The idea is to separate estimation of the linear from the non-linear parameters. This is done by only sampling the non-linear parameters of components of a multi-compartment model, and then estimating the linear volume fractions using least squares. Dmipy's MultiCompartmentModel instance can be called with the 'stochastic cost function' option to give us the signal attenuation for every model in the MultiCompartmentModel separately for the given parameters, ignoring the volume fraction values and just setting them to one for all models.
separate_model_signals = mc_model(scheme, quantity="stochastic cost function", **random_parameters)
# the first column is the signal for the Stick and the second for the Ball
# You can see that volume fractions are ignored and both models are normalized to 1.
separate_model_signals[:20]
array([[ 1. , 1. ],
[ 0.99384665, 0.62872909],
[ 0.77348182, 0.39530027],
[ 0.21384913, 0.24853678],
[ 0.9378883 , 0.62872909],
[ 0.89676035, 0.24853678],
[ 0.52003482, 0.39530027],
[ 0.5596586 , 0.62872909],
[ 0.68081258, 0.39530027],
[ 0.73836681, 0.24853678],
[ 0.93131368, 0.62872909],
[ 0.28058554, 0.39530027],
[ 0.53834826, 0.24853678],
[ 0.73879139, 0.62872909],
[ 0.90655213, 0.39530027],
[ 0.99504891, 0.24853678],
[ 1. , 1. ],
[ 0.79055492, 0.62872909],
[ 0.99993183, 0.39530027],
[ 0.21916649, 0.24853678]])
The volume fractions are then estimated using least squares
# doing this with the ground truth parmameters will give use the ground truth volume fractions
volume_fractions = np.dot(np.linalg.pinv(separate_model_signals), random_signal)
volume_fractions
array([ 0.48858711, 0.51141289])
# meaning we will find the right solution
estimated_signal = np.dot(separate_model_signals, volume_fractions)
print 'Sum Squared Difference:', np.sum((estimated_signal - random_signal) ** 2)
Sum Squared Difference: 5.06288463781e-30
Normally, the GE algorithms will sample the parameter space to look for the model parameters that will match the given signal. Since there are no other constraints on volume fractions in this step, this means that the least-squares solution for the volume fractions will probably not sum up to one (but will hopefully be pretty close). In the next step we use the found non-linear parameters to find a constrained solution for the volume fractions.

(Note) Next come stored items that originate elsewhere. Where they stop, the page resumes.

PR #485, opened 2018-08-03
De-duplicate Rows from NO_OP Processor

Miserlou:
## Issue Number

Jackiecrunch.

Some of the files output by the NO_OP processor were significantly larger than they should have been. This deduplicates those lines (although it doesn't adequately explain _why_ those were duplicated in the first place.)

## Types of changes

## Functional tests

Tested locally, and a new assertion is added to make sure that the file is the correct size.

## Checklist

### DIFF
--- a/workers/data_refinery_workers/processors/test_no_op.py
+++ b/workers/data_refinery_workers/processors/test_no_op.py
@@ -104,7 +104,7 @@ class NOOPTestCase(TestCase):
         final_context = no_op.no_op_processor(job.pk)
         self.assertTrue(final_context['success'])
         self.assertTrue(os.path.exists(final_context['output_file_path']))
-        self.assertEqual(os.path.getsize(final_context['output_file_path']), 346325)
+        self.assertEqual(os.path.getsize(final_context['output_file_path']), 346535)
 
     @tag('no_op')
     def test_convert_processed_illumina(self):
--- a/workers/data_refinery_workers/processors/test_no_op.py
+++ b/workers/data_refinery_workers/processors/test_no_op.py
@@ -103,6 +103,8 @@ class NOOPTestCase(TestCase):
 
         final_context = no_op.no_op_processor(job.pk)
         self.assertTrue(final_context['success'])
+        self.assertTrue(os.path.exists(final_context['output_file_path']))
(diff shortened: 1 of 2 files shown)


jaclyn-taroni:
Did this happen in all Affymetrix files? I'm wondering if it is a particular identifier that's causing the problem.

workers/data_refinery_workers/processors/test_no_op.py
```diff
@@ -103,6 +103,8 @@ def test_convert_simple_pcl(self):
 
         final_context = no_op.no_op_processor(job.pk)
         self.assertTrue(final_context['success'])
+        self.assertTrue(os.path.exists(final_context['output_file_path']))
+        self.assertEqual(os.path.getsize(final_context['output_file_path']), 346325)
```
kurtwheeler: Is it really this deterministic?!? That's pretty cool.

kurtwheeler:
I'll note that the line of R that changed I do not understand. @jaclyn-taroni should make sure it's legit.

jaclyn-taroni:
I think I know _why_. If the detected identifier (`detected_id`) is not RefSeq (possibly even if it is), there's likely to be lots of duplicate rows. See the below image from [AlexsLemonade/identifier-refinery](https://github.com/AlexsLemonade/identifier-refinery)

68747470733a2f2f692e696d6775722e636f6d2f4770685572326d2e706e67

So another way to accomplish this is probably adding `%>% dplyr::distinct()` either after [this line](https://github.com/AlexsLemonade/refinebio/pull/485/files#diff-89bb3c747fc413bb91fbbc9cb8f52a04R85) or the one after it (86).

jaclyn-taroni:
`distinct` docs: https://dplyr.tidyverse.org/reference/distinct.html

cgreene:
@jaclyn-taroni good catch! Adding the distinct check early seems good, and then I think the current line 97 can be removed too:
https://github.com/AlexsLemonade/refinebio/pull/485/files#diff-89bb3c747fc413bb91fbbc9cb8f52a04R97

jaclyn-taroni:
If this gives us the expected unduplicated output, it LGTM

(Farooq et al. 2016) describes using CVX to estimate the linear volume fractions of an MC model. For this we use scipy's COBYLA algorithm since it allows us to impose the parameter constraints we need for volume fractions; namely that they are positive and sum up to one.

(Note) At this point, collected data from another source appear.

PR #487, opened 2018-08-03
Improvements for Different Illumina Headers in NO_OP

Miserlou:
## Issue Number

Jackiecrunch.

Not all of Illumina files have the same header. This attempts to normalize them so that they can succesfully gene convert.

This doesn't support _all_ of the scenarios we've encountered (particularly, the one with lots of samples in a single file where the sample titles don't match the metadata), but does improve the amount we can support. 

## Types of changes

## Functional tests

New test file and tests added. More assertions for existing tests.

## Checklist

### DIFF
--- a/workers/data_refinery_workers/processors/no_op.py
+++ b/workers/data_refinery_workers/processors/no_op.py
@@ -73,7 +73,6 @@ def _prepare_files(job_context: Dict) -> Dict:
                 with open(job_context["input_file_path"], 'w+', encoding='utf-8') as f:
                     f.seek(0, 0)
                     f.write('ID_REF\tVALUE' + '\n' + ("\n".join(all_content[1:])))
-                job_context["input_file_path"] = job_context["input_file_path"] + ".fixed"
             except Exception as e:
                 logger.exception("Unable to read input file or header row.",
                     input_file_path=job_context["input_file_path"])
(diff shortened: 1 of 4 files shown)


workers/data_refinery_workers/processors/no_op.py
```diff
@@ -82,7 +81,35 @@ def _prepare_files(job_context: Dict) -> Dict:
...
+
+                    # These exist, but they're too hard for us to handle right now.
+                    if len(row) > 3:
+                        e_msg = "We found an Illumina file to NO_OP that we're not set up to process yet. Tell Rich!"
+                        logger.error(e_msg,
+                            job_id = job_context["job"].pk,
+                            file=job_context["input_file_path"]
+                        )
+                        job_context['success'] = False
+                        job_context["job"].failure_reason = str(e)
```
kurtwheeler: I think `e` is undefined. You probably meant `e_msg` instead of `str(e)`

workers/data_refinery_workers/processors/no_op.py
```diff
@@ -82,7 +81,35 @@ def _prepare_files(job_context: Dict) -> Dict:
...
+                    with open(job_context["input_file_path"], 'w+', encoding='utf-8') as f:
+                        f.seek(0, 0)
+                        if len(row) == 2:
+                            f.write('Reporter Identifier\tVALUE' + '\n' + all_content)
+                        elif len(row) == 3:
+                            f.write('Reporter Identifier\tVALUE\tDetection Pval' + '\n' + all_content)
+
+                except ValueError:
+                    # Okay, there's a header column, we're good.
+                    job_context['column_name'] = row[0]
```
kurtwheeler: If there's no header, `job_context['column_name']` won't be set at all. Now, I know this will still work because in https://github.com/AlexsLemonade/refinebio/pull/487/files#diff-094bf86f6e84a5a7a3b57705efa7ad62R208 you make the default value to `get` the same as what you make the column name in the `try` block here: `Reporter Identifier`. However it seems like it could be a bit brittle like this in a scenario where the value changed in one place but not the other. Could you either explicitly set `job_context['column_name']` with the `try` block or create a constant that you use rather than the literal `Reporter Identifier`?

from scipy.optimize import fmin_cobyla
# defining the two constraints for the volume fractions
def cobyla_positivity_constraint(volume_fractions, *args):
"COBYLA positivity constraint on volume fractions"
return volume_fractions - 0.001
def cobyla_unity_constraint(volume_fractions, *args):
"COBYLA unity constraint on volume fractions"
return np.sum(volume_fractions) - 1
# generate slightly off initial guess
x0 = volume_fractions + (np.random.rand(2) - 0.5) / 5.
# do the COBYLA optimization
cobyla_fractions = fmin_cobyla(func=mix.cobyla_cost_function, x0=x0,
cons=[cobyla_positivity_constraint,cobyla_unity_constraint],
args=(separate_model_signals, random_signal))
print "initial fractions: ", x0
print "COBYLA fractions: ", cobyla_fractions
print "ground truth fractions:", volume_fractions
initial fractions: [ 0.53661881 0.50558657] COBYLA fractions: [ 0.48863674 0.51150103] ground truth fractions: [ 0.48858711 0.51141289]
The third and last step in is a refining step to find a local minimum given the solutions of step one and two. For this we use scipy's gradient-based L-BFGS-B algorithm with nested volume fractions. This is exactly the same as in the brute force algorithm, so we'll refer to that example for more info.